# [Saved entries]
********************
PR #184, opened 2021-11-01
Drop python 3.7 support & Remove tf-dataflow

adason:
# Peer Review Information

The package tornado is introduced as the dependencies, which seems to create circular dependencies when poetry tries to parse the dependency graph. This change seems to resolve the issue by dropping support for python 3.7. 

Screen Shot 2021-11-01 at 4 36 44 PM

Also, tf-dataflow is removed. This is not maintained and not in the critical path. 

# Pull Request Check List


Saurav-D (dismissed):

Saurav-D (commented):
I'm getting the following error when doing `poetry update`
Screen Shot 2021-11-09 at 10 25 41 PM

adason:
@Saurav-D What's the poetry version? Can you try `poetry update` in a virtual environment instead?

Saurav-D (approved):

PR #187, opened 2021-11-18
COCO Keypoints and BBox Viz

Saurav-D:
# Peer Review Information

Added COCO data visualization (KP and BBox). Also added notebook for it.

# Pull Request Check List


datasetinsights/stats/visualization/coco_data_visualization.py
```diff
@@ -0,0 +1,78 @@
...
+from pycocotools.coco import COCO
+
+from datasetinsights.stats.coco_statistics import (
+    load_annotations_for_single_img,
+    load_image_from_img_ann,
+    load_img_ann_for_single_image,
+)
+
+
+def display_single_img(
```
adason, line 14: @Saurav-D Pleases decouple COCO api from this to allow other datasets in different format to reuse this method. I think the signature should be:

```
def display_single_image(image: str, annotation: Optional[list] = None):
    """
    Args:
        image (str): path the the image file
        annotation (list): list of 2d bounding boxes in this image
    """
    pass


def display_multiple_images(images: list, annotations: list, n_cols=3):
    """
    Args:
       images (list): list of path (string) to images files
       annotations (list): list of annotations for each image
    """
    pass

```

adason: Let's decouple data loading from COCO API from display images with bounding boxes so that it's open to extension for new dataset formats.

datasetinsights/stats/visualization/coco_data_visualization.py
```diff
@@ -0,0 +1,78 @@
...
+        annotation_file (str): COCO annotation json file.
+        img_id (int): Image id of the image
+        data_dir (str): Directory where data(images) is located
+        show_annotation (bool): Show annotation for the image
+
+    Returns:
+        plt.Figure: Figure object
+
+    """
+    coco = COCO(annotation_file=annotation_file)
```
adason, line 32: This should be avoided in a function that's generic like this. Using COCO instances couple this method to datasets in COCO format.

datasetinsights/stats/visualization/coco_data_visualization.py
```diff
@@ -0,0 +1,78 @@
...
+    img_ann = load_img_ann_for_single_image(coco_obj=coco, img_id=img_id)
```
adason, line 33: This method should be called outside of `display_single_img`.

datasetinsights/stats/visualization/coco_data_visualization.py
Saurav-D: This file is specifically for coco-like datasets and visualization. Do we need to make it more generic for different datasets. Also the logic with loading and visualizing coco annotation might be different from other datasets.

PR #188, opened 2021-11-22
Changes to support legacy format updates

StevenBorkman:
# Peer Review Information

Slight changes to the perception format after SOLO work

# Pull Request Check List


JonathanHUnity:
********************
# [WORK TO BE COMPLETED]
Your answer should be each line of the data that contains the word "Saurav", copied as it stands.

# [RESULT]
Saurav-D (dismissed):
Saurav-D (commented):
@Saurav-D What's the poetry version? Can you try `poetry update` in a virtual environment instead?
Saurav-D (approved):
Saurav-D:
adason, line 14: @Saurav-D Pleases decouple COCO api from this to allow other datasets in different format to reuse this method. I think the signature should be:
Saurav-D: This file is specifically for coco-like datasets and visualization. Do we need to make it more generic for different datasets. Also the logic with loading and visualizing coco annotation might be different from other datasets.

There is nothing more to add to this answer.